A bead of mass m can freely slide down the fixed inclined rod without friction. It is connected to a point P on the horizontal surface with a light spring of spring constant k. The bead is initially released from rest and the spring is initially unstressed and vertical. The bead just stops at the bottom of the inclined rod. Find the angle which the inclined rod makes with horizontal.

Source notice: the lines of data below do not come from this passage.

PR #90, opened 2020-08-06
[#174189493] DocumentSearchKey

balanza:
Introducing the concept of `DocumentSearchKey` which defines a tuple for safely searching a document on Cosmosdb. The tuple is `[modelId, partitionKey]` or, in case they refer the very same document field, just `[modelId]`

### Motivation
When searching a document using a model, it's not clear if and what partition key must be provided. This information depends on the structure of the related Cosmosdb collection, which is very far from the actual model usage. This PR is an attempt to encode such information into the type system, and try to make invalid query unrepresentable in the app.

### Breaking changes
* **`CosmosdbModel`** now accepts an optional type parameter `PARTITION_KEY = undefined | keyof TR` which represent the literal type for the partitionkey field name. When provided, the `DocumentSearchKey` associated with this model will be the pair `[modelId, partitionKey]`
* **`CosmosdbModel.find`** parameters are now `(searchKey: DocumentSearchKey<TR, MODEL_ID_KEY, PARTITION_KEY>, options?: RequestOptions)`. 
Before they were `(documentId: string. partitionKey: string, options?: RequestOptions)`.
* **`CosmosdbModelVersioned`** now accepts a required type parameter `MODEL_ID_KEY = keyof T` as well as an optional type parameter `PARTITION_KEY = undefined | keyof TR` . They represent respectively the model id and the partitionkey field names. When `MODEL_ID_KEY` is provided, the `DocumentSearchKey` associated with this model will be the pair `[modelId, partitionKey]`
* **`CosmosdbModelVersioned`** **constructor** accepts an optional parameter of type `PARTITION_KEY`, which is required when `PARTITION_KEY` type parameter is provided.
* **`CosmosdbModelVersioned.upsert**` parameters are now `(o: TN, requestOptions?: RequestOptions)`. Before they were `(o: TN, requestOptions?: RequestOptions, partitionKey?: string)`
* **`CosmosdbModelVersioned.findLastVersionByModelId`** parameters are now `(searchKey: DocumentSearchKey<T, MODEL_ID_KEY, PARTITION_KEY>)`. Before they were `(modelId: string, partitionKey?: string)`

The above changes impact the following model implementations (see [here](https://github.com/pagopa/io-functions-commons/commit/1d933b037c038d785fa4f6a3c6021df1ca2de120)):
* `MessageModel`
* `MessageStatusModel`
* `NotificationModel`
* `NotificationStatusModel`
* `ProfileModel`
* `ServiceModel`
* `UserDataProcessingModel`
 
### Other changes
* `CosmosdbModelVersioned` implements a protected method ` getSearchKey(document: T): DocumentSearchKey<T, MODEL_ID_KEY, PARTITION_KEY>` which automatically extracts the search key tuple from a given document. This is used internally by `CosmosdbModelVersioned.upsert`


src/utils/cosmosdb_model.ts
```diff
@@ -30,6 +29,30 @@ export const BaseModel = t.interface({
 
 export type BaseModel = t.TypeOf<typeof BaseModel>;
 
+/**
+ * Model a tuple which defines the references to search for a document.
+ * A Cosmodb document must be looked-up by its Identity alongside its PartitionKey. If PartitionKey field is the same of Identity field, it can be omitted.
+ * Hence this type models both cases: (ID) or (ID,PK) respectively if PK literal type is omitted or provided.
+ * @param T the type of the document mapped by the model
+ * @param ID the literal type defining the ID field for the document.
+ * @param PK (optional) the literal type defining the eventual partition key for the document. Default: undefined
```
gunzip, line 38:
```suggestion
 * @param PK (optional) the literal type defining the name of the partition key field. Default: undefined
```

src/utils/cosmosdb_model.ts
```diff
@@ -30,6 +29,30 @@ export const BaseModel = t.interface({
...
+ */
+export type DocumentSearchKey<
+  // T might not include base model fields ("id"), but we know they are mandatory in cosmos documents
+  // Quick win would be to narrow T to extend BaseModel, but that way we'd lose usage flexibility
```
gunzip, line 42: what do you mean with " we'd lose usage flexibility" ?

src/utils/cosmosdb_model.ts
```diff
@@ -30,6 +29,30 @@ export const BaseModel = t.interface({
...
+  // Hence we omit "extends BaseModel", but we check keys to be part of "T & BaseModel"
+  T,
+  ID extends keyof (T & BaseModel),
+  PK extends undefined | keyof (T & BaseModel) = undefined
+> = (T & BaseModel)[ID] extends string | number // narrow type to the ones that might be an identity
```
gunzip, line 47: in which case pk may be a number? (the literal type of pk field name)

src/utils/cosmosdb_model_versioned.ts
```diff
@@ -75,13 +76,16 @@ export const incVersion = (version: NonNegativeInteger) =>
 export abstract class CosmosdbModelVersioned<
   T,
   TN extends Readonly<T & Partial<NewVersionedModel>>,
-  TR extends Readonly<T & RetrievedVersionedModel>
-> extends CosmosdbModel<T, TN & BaseModel, TR> {
+  TR extends Readonly<T & RetrievedVersionedModel>,
+  IDENTITY extends keyof T,
```
gunzip, line 80: if this is the modelId can e name it 'ModelId' ?

src/utils/cosmosdb_model_versioned.ts
```diff
@@ -75,13 +76,16 @@ export const incVersion = (version: NonNegativeInteger) =>
...
+  PK extends keyof T | undefined = undefined
```
gunzip, line 81: I'd name this PartitionKey since PK might be "Primary Key" (which is not)

src/utils/cosmosdb_model_versioned.ts
```diff
@@ -149,9 +152,9 @@ export abstract class CosmosdbModelVersioned<
    *  to avoid multi-partition queries.
    */
   public findLastVersionByModelId(
-    modelId: string,
-    partitionKey?: string
+    searchKey: DocumentSearchKey<T, IDENTITY, PK>
```
cloudify, line 155: I like the idea but I would like to keep the two params separated, I don't think the array is actually needed:

```ts
public findLastVersionByModelId(
  modelId: DocumentSearchKey<T, IDENTITY, PK>[0],
  partitionKey: DocumentSearchKey<T, IDENTITY, PK>[1]
)
```

gunzip: since partitionKey may be undefined it would be an optional parameter which in part defeat the purpose of this PR which is to use only required parameters once the model is defined

cloudify: I see that this must be a single object

src/utils/cosmosdb_model.ts
cloudify: I believe the PK is always a `string`

cloudify:
From a quick read, I can see how this improves the type safety of our code, I can't say I 100% understand it but it looks good to me :)

src/utils/cosmosdb_model.ts
balanza: tl;dr you can pass `MyModel` and not necessarily `RetrievedMyModel`

`T` is the struct which define our model schema. It's not required to have a `id` field. Then we have some type definitions that extend (or _compose with_) `T` and they do have such field, but they don't overlap each other. So you would have needed to oveload `DocumentSearchKey` or any child type - a little mess.
I thought that the easier interface was to use the minimum subset of definition (that is: `T`) and then just make the constrant that `ID` and `PK` must fall in the set `keyof T | "id"`.

I hope that makes sense ;)

src/utils/cosmosdb_model.ts
balanza: true

src/utils/cosmosdb_model_versioned.ts
balanza: well, Modeld stands for Model Identity, and we are in the context of a model, so....

I can rename it, but I'll also have to deal with `ModelId` which is a decoder that maps an id field value (just a string decoder so far).

src/utils/cosmosdb_model_versioned.ts
balanza: ok

src/utils/cosmosdb_model_versioned.ts
balanza: If you split parameters you will have a signature like this:
```ts
find(
  modelId: DocumentSearchKey<T, IDENTITY, PK>[0],
  partitionKey: DocumentSearchKey<T, IDENTITY, PK>[1],
  options?: RequestOptions
)
```

Which leads to usages like
```ts
find("abc") // ERROR!
find("abc", undefined) // OK
find("abc", undefined, { /* options */ }) // OK
```

----

> I see that this must be a single object

Do you mean something like this? 
```ts
find({
      modelId,
      partitionKey
  }: DocumentSearchKey<T, IDENTITY, PK>,
  options?: RequestOptions
)
```

I think this leads to a more verbose api
```ts
find({ modelId: "abc", partitionKey: "def" })
```

cloudify: I mean, after I proposed to split the tuple to two params, I checked the rest of the code and realized why you kept it as a single object/tuple

balanza: What I can do is to consider a scalar instead of a tuple in the case of no partition key
```ts
model.find("abc") // OK
model.find(["abc"]) // ERROR
partitionedModel.find(["abc", "def"]) // OK
partitionedModel.find(["abc"]) // ERROR
partitionedModel.find("abc") // ERROR
```

It's a sugar that isn't worth the effort IMO

src/utils/cosmosdb_model_versioned.ts
```diff
@@ -75,13 +72,16 @@ export const incVersion = (version: NonNegativeInteger) =>
 export abstract class CosmosdbModelVersioned<
   T,
   TN extends Readonly<T & Partial<NewVersionedModel>>,
-  TR extends Readonly<T & RetrievedVersionedModel>
-> extends CosmosdbModel<T, TN & BaseModel, TR> {
+  TR extends Readonly<T & RetrievedVersionedModel>,
+  MODEL_ID_KEY extends keyof T,
```
gunzip, line 76: nit: it looks like by convention we are using upper cases types only for acronyms or single characters (ie. `T`, `TN`) while for extended names (ie. `BaseModel`) we're using PascalCase so i guess these may be better named as
`ModelIdKey` and `PartitionKey` (or `ModelIdKeyT`, `PartitionKeyT` in case of conflicts)

balanza: correct, and it should have been obvious due the fact that we have
```ts
    protected readonly modelIdKey: ModelIdKey,
    protected readonly partitionKey?: PartitionKey
```

src/utils/cosmosdb_model.ts
```diff
@@ -173,14 +197,16 @@ export abstract class CosmosdbModel<
...
    * Retrieves a document from the document ID.
    *
-   * @param documentId    The ID of the document to retrieve.
+   * @param searchKey    The tuple of values used to look-up a document. It can be [documentId] or [documentId, partitionKey] depending on the definition of the model instance.
    * @param partitionKey  The partitionKey associated to this model.
    */
   public find(
-    documentId: string,
-    partitionKey: string,
+    searchKey: DocumentSearchKey<TR, IDENTITY, PartitionKey>,
```
gunzip, line 204: IDENTITY = ModelIdKey ?

gunzip:
it looks like this needs a rebase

Applying conservation of energy
Loss in gravitational Potential Energy = gain in spring Potential Energy.
$\Rightarrow mgh=\frac{1}{2}k{x}^2\mathrm{.....}\left(1\right)$

From diagram

$\cot \alpha =\frac{PO}{h}$

$\Rightarrow PO=h\cot \alpha$

$\text{Elongation},x=h\cot \alpha -h$

In this case, the spring will have an elongation but not compression because in case of compression, the particle will not come to rest

$\begin{array}{l}\left(1\right)\Rightarrow mgh=\frac{1}{2}k(h\cot \alpha -h{)}^2\\ \text{ or }(\cot \alpha -1)=\sqrt{\frac{2mg}{kh}}\\ \mathrm{or}(\cot \alpha )=1+\sqrt{\frac{2mg}{kh}}\\ \therefore \alpha ={\cot }^{-1}\left(1+\sqrt{\frac{2mg}{kh}}\right)\end{array}$

Therefore, the correct answer is (A).